197. Common HPLC problems and troubleshooting methods.
Outline:
- Pressure fluctuations: Caused by air bubbles in the pump head (solution: purge/prime pump) or leakages.
- Baseline drift/noise: Caused by dirty detector flow cell (clean cell) or mobile phase contamination (prepare fresh).
- Peak splitting/tailing: Caused by frit contamination or column voiding (replace/reverse column).
198. Nitrosamine impurities in pharmaceuticals.
Outline:
- Problem: Nitrosamines (like NDMA) are genotoxic compounds classified as probable human carcinogens. They can form during chemical synthesis under acidic conditions in the presence of secondary/tertiary amines and nitrites.
- Control: Involves conducting risk assessments, testing materials using high-sensitivity LC-MS/MS methods, and reformulating to avoid raw materials containing amine residues.

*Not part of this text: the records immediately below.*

PR #8646, opened 2026-09-03
core: speed up whole-table deletes

jussisaurio:
Clear table and index B-trees at the page level when DELETE does not need per-row work.

Keep the row loop for triggers, foreign keys, CDC, MVCC, RETURNING, materialized views, and index methods.

Load indexes from the target database schema. This prevents stale indexes for TEMP and attached tables.

The 50,000-row benchmark improves from 94.7 ms to 3.03 ms.

### DIFF
--- a/core/benches/write_perf_benchmark.rs
+++ b/core/benches/write_perf_benchmark.rs
@@ -610,8 +610,8 @@ fn bench_delete_performance(criterion: &mut Criterion) {
          CREATE INDEX clear_target_data ON clear_target(data); \
          CREATE INDEX clear_target_bucket ON clear_target(bucket)";
     let seed_source = format!(
-        "WITH RECURSIVE c(x) AS (VALUES(0) UNION ALL SELECT x + 1 FROM c WHERE x < {}) \
-         INSERT INTO source SELECT x, printf('data_%d', x), x % 1000 FROM c",
+        "INSERT INTO source \
+         SELECT value, printf('data_%d', value), value % 1000 FROM generate_series(0, {})",
         DELETE_ALL_ROWS - 1
     );
 
@@ -658,6 +658,7 @@ fn bench_delete_performance(criterion: &mut Criterion) {
         sqlite_conn
             .pragma_update(None, "synchronous", "OFF")
             .unwrap();
+        rusqlite::vtab::series::load_module(&sqlite_conn).unwrap();
         sqlite_conn.execute(&seed_source, []).unwrap();
 
         group.bench_function(BenchmarkId::new("sqlite", "delete_all_three_btrees"), |b| {
--- a/core/benches/write_perf_benchmark.rs
+++ b/core/benches/write_perf_benchmark.rs
@@ -603,6 +603,80 @@ fn bench_delete_performance(criterion: &mut Criterion) {
         });
     }
 
+    const DELETE_ALL_ROWS: usize = 50_000;
+    const DELETE_ALL_SCHEMA: &str =
+        "CREATE TABLE source (id INTEGER PRIMARY KEY, data TEXT, bucket INTEGER); \
+         CREATE TABLE clear_target (id INTEGER PRIMARY KEY, data TEXT, bucket INTEGER); \
+         CREATE INDEX clear_target_data ON clear_target(data); \
+         CREATE INDEX clear_target_bucket ON clear_target(bucket)";
+    let seed_source = format!(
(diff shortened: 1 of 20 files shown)


core/benches/write_perf_benchmark.rs
```diff
@@ -603,6 +603,80 @@ fn bench_delete_performance(criterion: &mut Criterion) {
...
     }
 
+    const DELETE_ALL_ROWS: usize = 50_000;
+    const DELETE_ALL_SCHEMA: &str =
+        "CREATE TABLE source (id INTEGER PRIMARY KEY, data TEXT, bucket INTEGER); \
+         CREATE TABLE clear_target (id INTEGER PRIMARY KEY, data TEXT, bucket INTEGER); \
+         CREATE INDEX clear_target_data ON clear_target(data); \
+         CREATE INDEX clear_target_bucket ON clear_target(bucket)";
+    let seed_source = format!(
+        "WITH RECURSIVE c(x) AS (VALUES(0) UNION ALL SELECT x + 1 FROM c WHERE x < {}) \
```
LeMikaelF: nit: this will be faster with `generate_series`

core/translate/emitter/delete.rs
```diff
@@ -43,6 +43,12 @@ pub fn emit_program_for_delete(
     program: &mut ProgramBuilder,
     mut plan: DeletePlan,
 ) -> Result<()> {
+    if emit_clear_btree_delete(connection, resolver, program, &plan)? {
```
LeMikaelF: nit: it took me some time to realize that rows 47-48 are a finalization stage that is shared with the regular path. I played with the code a bit to make the shape more obvious and came up with this:

```rs
pub fn emit_program_for_delete(
    connection: &Arc<Connection>,
    resolver: &Resolver,
    program: &mut ProgramBuilder,
    mut plan: DeletePlan,
) -> Result<()> {
    emit_physical_btree_delete(connection, resolver, program, &plan)?
        || emit_logical_btree_delete(connection, resolver, program, &plan)?;

    // Finalize program
    program.result_columns = plan.result_columns;
    program.table_references.extend(plan.table_references);
    Ok(())
}
```

Up to you if you want to use my suggestion.

sqlite/conformance/sqlite-sqltests/delete.sqltest
```diff
@@ -84,6 +84,126 @@ test delete-all-with-indexes-1 {
...
+    SELECT id, name, score FROM clear_me INDEXED BY clear_me_name;
+}
+expect {
+    2000|4000|0
+    4000|2000|1|2000
+    2000|6000|0
+    1|name-1|1
+}
+
+@skip-if mvcc "AUTOINCREMENT is not supported in MVCC mode"
```
LeMikaelF: not true anymore

```suggestion
```

tests/integration/abandoned_statement_pager.rs
```diff
@@ -285,6 +285,95 @@ fn test_abandoned_delete_does_not_poison_next_delete() {
...
+        {
+            let conn = open_conn(io.clone(), path);
+            seed_indexed_overflow_rows(&conn, &payload);
+        }
+
+        let conn = open_conn(io.clone(), path);
+        conn.execute("BEGIN").unwrap();
+
+        let abandoned = if abandon_before_completion {
+            abandon_statement_before_io_completion(&conn, &io, "DELETE FROM t", target_io)
```
LeMikaelF, line 315: There should be an assertion on the return value of this function, because if it returns `false` it means that it was a no-op, and that the test doesn't really check anything.

I suggest adding a `#[must_use]` on the function, so that we don't make this mistake again in the future.

LeMikaelF (approved):
I pushed some more tests, and left a few minor comments.

sqlite/conformance/sqlite-sqltests/delete.sqltest
jussisaurio: yep thanks

core/translate/emitter/delete.rs
jussisaurio: codex decided to implement this a bit differently but the basic idea is exactly the same, thanks

core/benches/write_perf_benchmark.rs
jussisaurio: changed to use that 👍

tests/integration/abandoned_statement_pager.rs
jussisaurio: added `must_use`! there was already an assertion below it.

PR #8647, opened 2026-09-03
core: compare and decode records straight from the pinned page

jussisaurio:
Index seeks copied every probed cell payload into the cursor's record buffer, and the comparators then only called get_payload() on it. Every Column and IdxGE opcode paid the same full-row copy through record(). The page under a cursor is pinned on its page stack, so the payload is safe to borrow in place.

The record comparators now take the raw payload slice. Seek probes compare directly against the page buffer. A new
CursorTrait::record_payload() lets Column, ColumnRange and the IdxGT/GE/LT/LE opcodes decode without a copy of the record. Byte-ordered collations (BINARY, NOCASE, RTRIM) skip UTF-8 validation during compares. SQLite also does not validate text on compare. Locale collations keep the validated path.

Index point lookups improve ~14% and full SELECT * table scans ~11% on the seek/scan loop microbenchmarks.

Tests: sqltest conformance, core unit tests, fuzz_tests. A new seek_loop_benchmark covers the index point-lookup path.

### DIFF
--- a/core/Cargo.toml
+++ b/core/Cargo.toml
@@ -305,5 +305,9 @@ name = "scan_loop_benchmark"
 harness = false
 
 [[bench]]
+name = "seek_loop_benchmark"
+harness = false
+
+[[bench]]
 name = "text_validate_benchmark"
 harness = false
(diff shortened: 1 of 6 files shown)


pereman2 (approved):

LeMikaelF:
This PR is now redundant with:

* 5754a95b
* ea0738bd
* f4afc91b
* 11642e60
* ca1cff14
* 862449d5

Too bad that we duplicated work.

I'm going to close this PR, but feel free to reopen if you think it's worth it.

199. Data Integrity (ALCOA+) in pharmaceutical industries.
Outline:
- Concept: Data integrity ensures that all records represent a complete, truthful, and unaltered history of the pharmaceutical process.
- Implementation: Enforcing **ALCOA+** principles by restricting administrative user controls on computers, implementing secure electronic audit trails, preventing the use of draft printouts or scrap paper, and archiving data securely.
200. How can pharmaceutical companies ensure product quality?
Outline:
- Strategy: By adopting a Quality-by-Design (QbD) approach in drug development, building a robust and compliant Quality Management System (QMS), qualifying suppliers strictly, validating processes, training employees, and maintaining a culture of quality where data integrity and patient safety are prioritized at every level of the organization.